Look below for the line holding "PR #1247, opened 2024-07-26" and the line holding "timotheeguerin: but yeah". Transcribe exactly those lines and all lines between them, nothing more.

::: DATA FOR THIS EXERCISE

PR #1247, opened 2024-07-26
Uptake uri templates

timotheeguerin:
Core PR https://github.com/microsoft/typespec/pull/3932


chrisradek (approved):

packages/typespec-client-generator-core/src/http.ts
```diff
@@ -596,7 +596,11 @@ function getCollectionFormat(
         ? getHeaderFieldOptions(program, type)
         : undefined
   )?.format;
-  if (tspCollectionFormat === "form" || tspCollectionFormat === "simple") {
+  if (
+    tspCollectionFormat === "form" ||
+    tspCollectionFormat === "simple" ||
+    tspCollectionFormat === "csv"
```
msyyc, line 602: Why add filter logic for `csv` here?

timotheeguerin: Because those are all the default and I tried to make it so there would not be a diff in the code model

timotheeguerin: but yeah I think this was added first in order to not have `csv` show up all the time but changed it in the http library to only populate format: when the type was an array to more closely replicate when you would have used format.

::::::
::: DATA FOR THIS EXERCISE

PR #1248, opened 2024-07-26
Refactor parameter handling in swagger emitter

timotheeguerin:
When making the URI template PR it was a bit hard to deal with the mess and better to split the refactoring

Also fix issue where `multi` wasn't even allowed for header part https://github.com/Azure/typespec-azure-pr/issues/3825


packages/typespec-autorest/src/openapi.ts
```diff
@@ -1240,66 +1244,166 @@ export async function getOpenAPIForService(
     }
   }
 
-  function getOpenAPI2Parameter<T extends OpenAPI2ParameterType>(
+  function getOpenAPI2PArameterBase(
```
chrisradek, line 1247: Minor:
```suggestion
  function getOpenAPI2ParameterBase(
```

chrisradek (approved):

::::::

## ANSWER SPACE
PR #1247, opened 2024-07-26
Uptake uri templates

timotheeguerin:
Core PR https://github.com/microsoft/typespec/pull/3932


chrisradek (approved):

packages/typespec-client-generator-core/src/http.ts
```diff
@@ -596,7 +596,11 @@ function getCollectionFormat(
         ? getHeaderFieldOptions(program, type)
         : undefined
   )?.format;
-  if (tspCollectionFormat === "form" || tspCollectionFormat === "simple") {
+  if (
+    tspCollectionFormat === "form" ||
+    tspCollectionFormat === "simple" ||
+    tspCollectionFormat === "csv"
```
msyyc, line 602: Why add filter logic for `csv` here?

timotheeguerin: Because those are all the default and I tried to make it so there would not be a diff in the code model

timotheeguerin: but yeah I think this was added first in order to not have `csv` show up all the time but changed it in the http library to only populate format: when the type was an array to more closely replicate when you would have used format.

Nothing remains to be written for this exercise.